Individualization Guidance
Before using this goal, verify:
- Lateralization is established, not transient. Lateralized /s/ is often resistant to maturation by age 7–8. If the student is younger and the error is inconsistent, monitoring may be more appropriate than direct intervention.
- Choose tip-up or tip-down based on what the student can produce. Both placements are clinically acceptable. Don’t switch midway through a treatment block — pick one and stay with it through generalization.
- Tactile prompts matter. A straw between the teeth gives clear feedback for midline airflow; a tongue blade scaffolds tip placement. Specify which prompt is being used in your data.
- Auditory discrimination first. Confirm the student can perceptually distinguish a lateralized /s/ from a midline /s/ before targeting production. If not, build discrimination as a prerequisite.
- Co-occurring patterns. Lateralized /z/, /ʃ/, /tʃ/, and /dʒ/ often co-occur. Decide whether you are working /s/ in isolation or whether the broader sibilant pattern needs targeting.
Clinical Notes
Lateralized /s/ is a placement error, not a developmental delay — the student is producing a stable but atypical motor pattern. Treatment is about shifting the airstream and tongue posture, not waiting for the sound to emerge. The 70% criterion at moderate support reflects that motor reorganization is gradual; expect plateaus and brief regressions when fading cues.
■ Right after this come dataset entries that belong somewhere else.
PR #30, opened 2019-06-03
Advanced error modeling

ctoomey:
PR resulting from [this thread](https://groups.google.com/d/topic/grpc-io/p_gCk1bn2JE/discussion).

### DIFF
--- a/content/docs/guides/error.md
+++ b/content/docs/guides/error.md
@@ -26,10 +26,9 @@ the gRPC data format (whether protocol buffers or something else). You
 may have noticed that it's quite limited and doesn't include the
 ability to communicate error details.
 
-If you're using protocol buffers as your data format, however, many of
-the [gRPC language libraries](https://grpc.io/docs/reference/) now
-provide experimental support for the richer error model developed and
-used by Google as described
+If you're using protocol buffers as your data format, however, you may
+wish to consider using the the richer error model developed and used
+by Google as described
 [here](https://cloud.google.com/apis/design/errors#error_model). This
 model enables servers to return and clients to consume additional
 error details expressed as one or more protobuf messages. It further
@@ -40,9 +39,13 @@ violations, and stack traces). The protobuf binary encoding of this
 extra error information is provided as trailing metadata in the
 response.
 
-**TODO: this [SO post](https://stackoverflow.com/a/48750825) states
-that "Support is coming to each language to handle the type". What can
-be said here about that commitment and status/timeline?**
+This richer error model is already supported in the C++, Go, Java,
+Python, and Ruby libraries, and at least the grpc-web and Node.js
+libraries have open issues requesting it. Other language libraries may
+add support in the future if there's demand, so check their github
+repos if interested. Note however that the grpc-core library written
+in C will not likely ever support it since it is purposely data format
+agnostic.
 
 You could use a similar approach (put error details in trailing
 response metadata) if you're not using protocol buffers, but you'd
--- a/content/docs/guides/error.md
+++ b/content/docs/guides/error.md
@@ -52,19 +52,16 @@ in order to make practical use of it in your APIs.
 There are important considerations to be aware of when deciding whether to
 use such an extended error model, however, including:
 
-* library implementations of the extended error model may not be consistent
+  * library implementations of the extended error model may not be consistent
 across languages in terms of requirements for and expectations of the error
 details payload
-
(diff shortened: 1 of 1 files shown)


srini100:
@ctoomey, thanks for following up with this PR. I found this [gRFC on Python](https://github.com/grpc/proposal/blob/master/L44-python-rich-status.md) implementation to be very useful to understand the extended error model. Perhaps you could work in some details from this gRFC into this PR?

content/docs/guides/error.md
```diff
@@ -18,6 +18,37 @@ If an error occurs, gRPC returns one of its error status codes instead, with an
...
+is supported by all gRPC client/server libraries, and is independent of
+the gRPC data format (whether protocol buffers or something else). You
+may have noticed that it's quite limited and doesn't include the
+ability to communicate error details.
+
+If you're using protocol buffers as your data format, however, many of
+the [gRPC language libraries](https://grpc.io/docs/reference/) now
+support the richer error model developed and used by Google as
+described
+[here](https://cloud.google.com/apis/design/errors#error_model). *TODO:
```
carl-mastrangelo: @srini100  can comment on this.

content/docs/guides/error.md
```diff
@@ -18,6 +18,37 @@ If an error occurs, gRPC returns one of its error status codes instead, with an
...
+for accessing this data in order to make practical use of it in your
+APIs.
+
+One thing to be aware of if you adopt such an extended error model,
+however, is that existing proxies, loggers, and other standard HTTP
+request processors don't have visibility into the error details and
+thus wouldn't be able to leverage them for monitoring or other
+purposes.
+
+*TODO What other caveats, if any, should be mentioned here?*
```
carl-mastrangelo: Big one:  Additional error detail in the trailers interferes with head-of-line blocking, and will cause large cache misses in the HPACK table.  Also, larger error bodies sometimes run into protocol limits (like max headers size), effectively losing the original error.  We have seen teams putting 8K of errors in each response.

ctoomey:
@srini100  I added a bit more information from the python gRFC, but given the brevity of the error page it's on I didn't want to add too much. Not sure what specifically you were thinking I'd add though so let me know.

content/docs/guides/error.md
ctoomey: @carl-mastrangelo Added this, thanks.

content/docs/guides/error.md
```diff
@@ -18,6 +18,52 @@ If an error occurs, gRPC returns one of its error status codes instead, with an
...
+types](https://github.com/googleapis/googleapis/blob/master/google/rpc/error_details.proto)
+to cover the most common needs (such as invalid parameters, quota
+violations, and stack traces). The protobuf binary encoding of this
+extra error information is provided as trailing metadata in the
+response.
+
+**TODO: this [SO post](https://stackoverflow.com/a/48750825) states
+that "Support is coming to each language to handle the type". What can
+be said here about that commitment and status/timeline?**
+
```
srini100: @ctoomey, since there is no timeline to add this in all languages (regardless of what the comment says in the post), it won't be easy to get an answer to this question. Please either remove this TODO or replace it with something like "Currently, there is no plan to natively support this in all languages as some gRPC implementations do not take a dependency on protocol buffers. Some relevant information can be found [here](https://github.com/grpc/proposal/blob/master/L44-python-rich-status.md) and  [here](https://jbrandhorst.com/post/grpc-errors/)."

ctoomey: @srini100 from digging around in the various github repos it seems this is already supported in C++, Go, Java, Python, and Ruby, and there are open issues requesting and discussing it for at least Node and grpc-web. I'm guessing it's only the grpc-core library in C that doesn't depending on protobuf, so support might still be added for the remaining languages?

It'd be a lot more helpful to developers to provide this additional detail. How 'bout this?

> This richer error model is already supported in the C++, Go, Java, Python, and Ruby libraries, and at least the grpc-web and Node.js libraries have open issues requesting it. Other language libraries may add support in the future if there's demand, so check their github repos if interested. Note however that the grpc-core library written in C will not likely ever support it since it is purposely data format agnostic.

srini100: This looks fine.

ctoomey:
Thanks for reviewing and merging this @srini100 and @carl-mastrangelo .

The “midline airstream” descriptor in the criterion is the clinically meaningful target, not just “correct /s/.” Two student productions can both sound roughly correct but only one routes air down the center — and the lateral pattern reasserts under fatigue or fast speech. Note airstream direction in your data, not just accuracy.
Do not collapse this goal with general “produce /s/ with 80% accuracy” — that phrasing hides the lateralization and makes generalization data ambiguous.
Related Goals
- /r/ in Initial Position — Moderate Support — comparable placement-error goal structure
Evidence Base
- ASHA Practice Portal: Speech Sound Disorders
- Shriberg, L.D., & Kwiatkowski, J. (1994). Developmental phonological disorders I: A clinical profile. JSHR, 37(5).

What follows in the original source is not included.